若いころにそれなりに決断経験を積み重ねていくことで、その責任の重さにも少しずつ耐えられるようになっていくのだけれど、それでも肩にのしかかるものは重く、本当に重く、気づけば肩なんて凝りっぱなし。胃腸なんて荒れっぱなし。
「重い」という表現は決して比喩じゃないんだな、なんてことを実感しながら、その状態が「普通」になっていき、なんとか日々を生き延びている。
そうやって決断経験値を積み重ねていったとしても、ある日突然、とびきり重たい意思決定を迫られる瞬間というのがある。
このGWが始まったばかりの4月29日、東北新幹線が予期せぬ停電により4時間半の運休を強いられた。その日のトップニュースとして取り上げられ、線路を歩いて駅に戻る乗客の姿や、ハワイに行けなくなってしまったことを困り気な顔で話す女性の姿が映し出されていた。
電車のような、公共の交通機関というのは、少しのズレが多くの人に影響を与えてしまう。
海外に行ったことがある人ならわかると思うけれど、日本の交通機関の時間に対する正確さというのは、世界に圧倒的に誇れるほどのレベル。
時間通り来ないのは当たり前。車体の行先表示と掲示板の行先表示が違ったり、乗っている途中で行先が変わったり。ニューヨークでもイタリアでもそうだった。
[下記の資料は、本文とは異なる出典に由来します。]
PR #4, opened 2020-05-17
Fix Shop/Upgrades text colors

dengr1065:
Right now text in Upgrades dialog doesn't look ok while using dark theme, this PR fixes it. Although code style might not be the same, this will fix text appearance for now.


tobspr:
Thanks!

PR #6, opened 2020-05-20
Add Item Buffers

jmeggitt:


src/js/game/components/item_processor.js
```diff
@@ -30,7 +31,7 @@ export class ItemProcessorComponent extends Component {
             nextOutputSlot: types.uint,
             type: types.enum(enumItemProcessorTypes),
             inputsPerCharge: types.uint,
-
+            chargeWhenBlocked: types.bool,
```
jmeggitt, line 34: This change may break save data. It may be worth considering reverting it and having the buffer use 0 for `inputsPerCharge`.

src/js/game/key_action_mapper.js
```diff
@@ -44,6 +44,7 @@ export const KEYMAPPINGS = {
         mixer: { keyCode: key("8") },
         painter: { keyCode: key("9") },
         trash: { keyCode: key("0") },
+        buffer: { keyCode: key("-") },
```
jmeggitt, line 47: This may not be a valid key, it likely needs to be changed.

src/js/game/systems/item_buffer.js
```diff
@@ -0,0 +1,52 @@
...
+
+    draw(parameters) {
+        this.forEachMatchingEntityOnScreen(parameters, this.drawEntity.bind(this));
+    }
+
+    /**
+     * @param {DrawParameters} parameters
+     * @param {Entity} entity
+     */
+    drawEntity(parameters, entity) {
```
jmeggitt, line 23: This implementation does not take into account the building rotation.

jmeggitt:
Another issue that needs to be resolved before this can be used is that it does not validate that the items it accepts have the same definition as the storage.

jmeggitt:
Added with 2161aa6.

でも、日本人にとっては、決められた時間に決められた場所に行くことが当たり前。
ボクらにとってはそれが「普通」のこと過ぎて、事故などで大幅に遅れたりした際、やり場のない怒りは鉄道会社に向いてしまったりする。
1分の狂いもない正確さを、当たり前というレベルで求められる中、いつも以上に多くの人が利用する大型連休の初日に起こってしまった事故。
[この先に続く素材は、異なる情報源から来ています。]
PR #9, opened 2020-05-21
Allow deselect through toolbar

jmeggitt:
When I first tried playing the game I found it annoying how I couldn't deselect a building by pressing on its icon in the toolbar. This small tweak that allows users, stop building placement by simply pressing on the toolbar icon or hotkey a second time.

This also includes a slight update to the key action mapper that changes its behavior from sending a signal periodically when a key is held to only sending a signal on the initial key stroke. This was done to prevent flickering if a building hotkey is held down. I was unable to find any instances where this change negatively affected other parts of the game.

### DIFF
--- a/src/js/game/hud/parts/buildings_toolbar.js
+++ b/src/js/game/hud/parts/buildings_toolbar.js
@@ -143,8 +143,25 @@ export class HUDBuildingsToolbar extends BaseHUDPart {
             return;
         }
 
-        this.root.soundProxy.playUiClick();
-        this.sigBuildingSelected.dispatch(metaBuilding);
-        this.onSelectedPlacementBuildingChanged(metaBuilding);
+        let previouslySelected = false;
+        for (const buildingId in this.buildingHandles) {
+            const handle = this.buildingHandles[buildingId];
+            if (handle.metaBuilding === metaBuilding) {
+                if (handle.index === this.lastSelectedIndex) {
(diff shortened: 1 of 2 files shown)


src/js/game/hud/parts/buildings_toolbar.js
```diff
@@ -143,8 +143,25 @@ export class HUDBuildingsToolbar extends BaseHUDPart {
...
+                    previouslySelected = true;
+                }
+                break;
+            }
+        }
+
+        const buildingPlacer = this.root.hud.parts.buildingPlacer;
+
+        if (previouslySelected && buildingPlacer.currentMetaBuilding.get()) {
+            buildingPlacer.abortPlacement();
```
tobspr, line 160: There should be a .playUiClick here as well I think, but I will simply add this afterwards

tobspr, line 160: Instead of using abortPlacement directly, simply use `this.sigBuildingSelected.dispatch(null)` - The idea is that the HUD parts only interact via events and do not refer to other parts explicitely (I know I did break that myself at some points)

tobspr: I would refactor this a bit and instead of having a `previouslySelected` variable, simply set `metaBuilding = null` in line 151 - Then you don't need the whole if construct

4時間半という運休時間を経て、東北新幹線は再開を意思決定した。
停電の理由となった架線の破断の原因がつかめないままに。
ボクはこの電車に乗っていなかったから、客観的に、冷静に、他人事のように考えることができるのかもしれない。ただ電車というのは多くの乗客の命を預かる仕事。一歩間違えれば大事故を起こしてしまう危険性をはらんだ仕事。
大型連休という、多くの人が移動をする時期においては、万が一の時の被害も大きくなるし、かといって運休による影響を受ける人も大きくなる。
原因がはっきりとしない限り、また再発する可能性がある。
もしかしたら、停止なんてレベルでは済まない事故につながってしまうかもしれない。
でも、このまま電車を止めていたら、大型連休を楽しみにしていた人に大きな迷惑をかけてしまう。
運休を続けるか、再開か―――。
難しい意思決定だったと思う。
正解は、結果論でしか語られない、重い重い意思決定だったと思う。
頭の中の天秤が左右に傾きながら、必死に情報を集めて。
集めた、ハッキリとしない情報の中で、必死に考えて。
そしてついに腹を括るまでの、4時間半。
その時間が、長いのか短いのか、ボクにはどちらとも言うことはできない。
困難にブチ当たった時こそ本当に目を見開いて向き合う瞬間
目を見開いて向き合った4時間半。
名前も顔も知らない方が、名前も顔も知らない乗客の希望と安全を必死に考えて、考えて考えて考え抜いて、それでも正解なんてわからず、最後は腹を括る、その覚悟までにかかった4時間半。
結果として、今のところそれから大きな事故もなかったので、正しい意思決定だったのだと思う。
逃げられない環境だったとはいえ、逃げずに腹を括って意思決定を下した名もないファイターを、そしてその意思決定を元に奮闘した鉄道職員のみなさんを、ボクはたたえたいと思うんだ。運休被害に巻き込まれずに済んだ傍観者である自覚と共に。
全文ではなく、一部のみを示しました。